FingerprintFields hashedExample of change detectedTypical interpretation
callsCHROM, POS, REF, ALT, FILTER, and each sample GT in VCF sample order, across all final VCF records.A variant becomes filtered instead of PASS, a genotype changes from 0/1 to 0/0, or a site appears/disappears.Final reported calls changed. This is the primary reproducibility check for WES/WGS outputs. Because FILTER is hashed, PASS and non-PASS records are both audited.
strict recordsComplete sorted non-header VCF records, including QUAL, INFO, all FORMAT fields, PL, annotations, and other numeric fields.Same PASS and GT, but QUAL shifts from 2267.64 to 2266.64, or PL shifts from 2275,0,3196 to 2274,0,3196.The full VCF record changed. This can detect small numerical drift even when the final call is unchanged.
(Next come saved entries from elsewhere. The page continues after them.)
PR #2974, opened 2022-09-10
Possible fix for the disappearing pokemon bug

CypherX:
After some extensive testing I believe the primary cause of the hatchery eating pokemon is this piece of code in Egg.ts:

```
// Deferring this because it wants to access App.game.party, which isn't avaliable yet
setTimeout(() => {
    this.partyPokemon(this.type !== EggType.None ? App.game.party.getPokemon(PokemonHelper.getPokemonById(this.pokemon).id) : null);
}, 0);
```
Yes, I realize this bug initially appeared before this deferment was moved from Breeding.ts to Egg.ts in #2758, but keep reading.

I was able to replicate the issue on an old, low-spec laptop using the gym auto-repeat feature with a gym I could one-shot click and an autoclicker set to 100ms. I could not replicate the issue using the exact same setup on a high-end desktop or mid-tier laptop. All testing was done in firefox.

In some cases, mainly on low-spec hardware, it appears that the deferred statement doesn't get executed before the egg is hatched resulting in the breeding flag not getting set to false. The browser may delay executing this timeout if the event loop is busy with other calls.

After making the changes in this PR I repeated the same test on the low-spec laptop and was no longer able to replicate the bug, pokemon no longer disappeared when hatching.

The timeout was originally needed to defer that statement until after loading when App.game.party was available, it served no purpose once the game was loaded. My solution is to get rid of the timeout entirely and use the checkAndFix() function after loading to set the Egg partyPokemon for the loaded eggs, that way App.game.party is available and the execution order is guaranteed for all eggs.


Jaaslet (approved):
It did not break anything. And we kinda need to release it, to test if it fixed anything. I will merge it.
Thanks for the PR!

PR #2975, opened 2022-09-10
Added update function for new Galar gyms

Jaaslet:
5 new badges got added to Galar. Because Orange League is in the bottom, we need an update function for this. This PR adds that update function.

I tried making a better solution, so we don't need an update function each time we add new badges, but could not find a clean way of moving the Orange Leagues badges up the list...


RedSparr0w (approved):

PR #4408, opened 2023-06-14
DT and P$ quest rebalance attempt

RegisCoaxans:
## Description
I used JK's idea in #3585 and twisted it a bit so it acts smoother, and better under specific circumstances.

At the end of Kanto, the quest rewards between 80 and 240 QP for P$, 200 and 600 for DT.
At the end of Galar, the quest rewards between 80 and 800 QP for P$, 200 and 2000 for DT.

Required amounts scale respectively with the most rewarding gym defeated and the most expansive dungeon cleared.
On new files, first dungeon and first gym in Kanto are used.
Moreover, the upper bound of the range increases with highest region.

## Motivation and Context
The Great Rebalance motivated me. :^)

## How Has This Been Tested?
Made files in each region and tested different scenarios.

## Types of changes
- New feature


Jaaslet (approved):
The values seems doable, but not too easy and not too hard. The rewards are worth something, but they are not broken at all. There is a chance the rewards might want to be buffed a bit, but I think it's a conversation for after this has been released.

PR #4410, opened 2023-06-14
Startmenu: Moved up events

Jaaslet:
## Description

The Events button is moved up, as it now does something, when you own the event calendar. I moved it right above all the items, that does not open something that affects the game.

## Motivation and Context

Makes the start menu easier to use

## How Has This Been Tested?

I opened the game and saw the achievement button was gone, and the event button was moved up

## Screenshots (optional):

image

## Types of changes

- UI improvement


DraKay:
Special files have less than 110 pokes, example pant

CypherX:
The achievements module is locked until the player has captured 110 unique pokemon, so removing it from the start menu will prevent players doing certain types of challenge runs (monotypes mainly) from accessing achievements completely.

Perhaps we can hide the start menu item after the module is unlocked, or lower the amount of unique pokemon required (or remove that requirement altogether).

Qwertypop04:
Perhaps instead of having it be unlocked by number of Pokémon, have it be unlocked by progress? (Like gem case, for example)

Jaaslet:
Oh, then it makes sense that it's there. Yeah, unlock it earlier/in some other way, might make sense. I will remove it from this PR, as it will require some discussion

RegisCoaxans (approved):

RedSparr0w (approved):
Sounds good, thanks for the PR! 👍

PR #4412, opened 2023-06-14
Made SpecialEvents.ts fully non-static

Jaaslet:
## Description

SpecialEvents.ts has some static stuff. This is now all non-static

## Motivation and Context

It's a refactor. The properties had no reason to be static. It might also make the class easier to move to modules, some day

## How Has This Been Tested?

I started an event using the event calendar, to see stuff still works

## Types of changes

- Refactor


RedSparr0w (approved):

PR #4414, opened 2023-06-15
Uncaught Shadow Pokémon

RegisCoaxans:
## Description
New map filter for uncaught shadow Pokémon. This way, players will know where they miss a Shadow Pokémon.
I picked the default colour from shiny XD001 sprite, a bluish dark red.

## Motivation and Context
It helps keep track of shadow Pokémons, since we are introducing shadow-related achievements, it makes sense,

## How Has This Been Tested?
Changed the colour in settings to be sure it displays correctly, caught every shadow from a dungeon and made sure it was correctly updating.

## Types of changes
- New feature
- UI improvement

PR #4418, opened 2023-06-17
Map Filter improvement

RegisCoaxans:
## Description
Following [this comment from #4414](https://github.com/pokeclicker/pokeclicker/pull/4414#issuecomment-1594236408), I added a way to ignore map filters until they are needed or should be released. Hence, I applied it on both Resistant and Shadow.
- Settings can now handle requirements.
- Shadow is locked behind the quest line for Orre and Resistant has the same requirement as the Pokérus key item.
- For instance, the map does not process missing resistant anymore until Pokérus is unlocked.
- The setting modal does not display pokérus or shadow related map filters as long as they are irrelevant to the player.
- The map legend is now dynamic, and only includes relevant filters at any time.

I also refactored the area status `unlockedUnfinished` into `incomplete` as its corresponding setting states it that way, for consistency and easy matching.

## Motivation and Context
Orre is likely not coming out in the next update so we need to hide Shadow map filter.

Also the map legend and setting modal start to be overwhelming in Kanto.
Hiding later features helps the player focus on what they should already get access to.

## How Has This Been Tested?
I unlocked Shadow or Pokérus with a save file so I could see map filters and setting modal newly taking those features into account.

## Screenshots (optional):
Orre unlocked, pokérus locked :
image

The map shows Kanto r1 is complete even though no Pokémon is resistant there (I changed completed to an obvious green) :
image

## Notes
However, I think Missing Resistant should now have a visible default colour in order to make players notice it before stumbling upon it whenever they open the setting modal.
Also, since we can catch those shadow mons, should we add them in the calculation for missing resistant, now ? And uncaught pokémons ?

## Types of changes
- New feature
- UI improvement


Jaaslet:
> However, I think Missing Resistant should now have a visible default colour in order to make players notice it before stumbling upon it whenever they open the setting modal.

I can't remember why we did not add a default color... Maybe because most players won't care about it until super late game?

> Also, since we can catch those shadow mons, should we add them in the calculation for missing resistant, now ? And uncaught pokémons ?

We could do that. I have not done it personally, because i think it's a lot of weird code, for something that is not relevant very often. But if you want to do it, go for it!

RegisCoaxans:
> I can't remember why we did not add a default color... Maybe because most players won't care about it until super late game?

There probably was no default colour because otherwise the missing resistant would shows up on routes or dungeons the players already completed so far (every achievements, every shiny pokémons) despite pokérus not being unlocked.
> We could do that. I have not done it personally, because i think it's a lot of weird code, for something that is not relevant very 
often. But if you want to do it, go for it!

Actually, it just needs two array.concats, not big of a deal. I may do that tomorrow then.

Thank you for the quick feedback.

src/scripts/worldmap/MapHelper.ts
```diff
@@ -16,6 +16,30 @@ enum areaStatus {
...
 class MapHelper {
 
+    public static generateMapPopoverContent(): string {
+        const rows = [];
+        GameHelper.enumStrings(areaStatus).map(status => Settings.getSetting(`--${status}`))
+            .filter(setting => setting.isUnlocked()).forEach(setting => {
+                rows.push(
+                    `<div class='col-10 legend-item'>
+                        <span>${setting.displayName}:</span>
+                    </div>
```
Jaaslet, line 26: I don't really like HTML code in the typescript files. This generated code can easily be done with knockout in the html file

src/modules/settings/CssVariableSetting.ts
```diff
@@ -1,14 +1,16 @@
 import Setting from './Setting';
+import Requirement from '../requirements/Requirement';
 
 export default class CssVariableSetting extends Setting<string> {
-    constructor(name: string, displayName: string, options = [], defaultValue = '') {
+    constructor(name: string, displayName: string, options = [], defaultValue = '', requirements: Requirement[] = []) {
```
Jaaslet, line 5: Requirements should just be a requirement instead of a list of requirements.
I know we have some lists of requirements out there, but that is a mix of them being added before MultiRequirement, and people (like me) not knowing what the standard should be

Jaaslet (changes requested):
I have not tested it yet, but I have some comments for the code

Jaaslet (approved):

PR #4419, opened 2023-06-18
Friend Safari pokemon list generation optimizations

CypherX:
## Description
Improves two areas of the friend/kalos safari pokemon list generation:

1. It's quite slow when the player has a large party (2.2s w/ 1304 pokemon)

Current: The entire caught pokemon list is filtered and shuffled, then the first five pokemon are selected.

Optimized: The caught pokemon list will now be shuffled first then the first five pokemon that meet the friend safari requirements will be selected.

2. The list only needs to be generated once per day. Due to the computed nature it was being unnecessarily recalced when changing regions, when the weather changes, when a new pokemon is caught, and possibly at other times.

Safari pokemon lists are no longer computed and `generateKalosSafariList()` will be called when the day changes to refresh the list only when necessary.

## Motivation and Context
Noticeable lag caused by the old generation method.

## How Has This Been Tested?
Verified safari lists generate properly and that the kalos list refreshes when the day changes.

## Types of changes
- Optimization

### DIFF
--- a/src/scripts/Game.ts
+++ b/src/scripts/Game.ts
@@ -445,6 +445,8 @@ class Game {
                 BattleCafeController.spinsLeft(BattleCafeController.spinsPerDay());
                 // Generate the weather forecast
                 WeatherApp.initialize();
+                // Refresh Friend Safari Pokemon List
+                SafariPokemonList.generateKalosSafariList();
 
                 DayOfWeekRequirement.date(now.getDay());
             }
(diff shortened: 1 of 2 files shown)


Jaaslet (approved):
It's hard for me to test, as I am personally not experiencing the lag. But it looks good in theory, and works, so I will merge it, so it can be tested by more people experiencing the lag.

Only weird thing with it, is if you catch a new pokemon, the list will not update, until either midnight or you restart the game. This can maybe be used tactical to reset the pool in a more controlled way. And I at least think that is fine

osherwott:
The lag is gone 👍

In this validation, ws1 and ws5 had the same FILTER=PASS and GT=0/1 for 3:196281208 T>C, so the calls hash matched. The strict hash changed because only non-call numeric fields shifted.

Evidence Artifacts

ArtifactUse
compare-runs.txtCanonical text audit report for archiving and diffing.
compare-runs.htmlStatic browser report; this validation uses the Final VCF calls heatmap plus the VCF calls / strict records rows.
compare-runs_mqc/Optional MultiQC custom-content export for projects that already aggregate QC with MultiQC. It is not the primary evidence artifact for this validation.

The evidence bundle can be regenerated from collected run directories:

bin/cbicall compare-runs \
ws5/HG00103/SRR1596639/cbicall_bash_gatk-4.6_wes_single_b37_178178909641565/ \
hpc/HG00103/SRR1596639/cbicall_bash_gatk-4.6_wes_single_b37_178179425143788/ \
gcloud/HG00103/SRR1596639/cbicall_bash_gatk-4.6_wes_single_b37_178185765566264/ \
ws1/HG00103/SRR1596639/cbicall_bash_gatk-4.6_wes_single_b37_178153803413337/ \
--alias ws5 hpc gcloud ws1 \
--output compare-runs.txt \
--html compare-runs.html
Optional MultiQC export

Add --multiqc compare-runs_mqc only if the comparison needs to be included in a larger MultiQC project report. For interpreting this reproducibility check, use compare-runs.txt and compare-runs.html.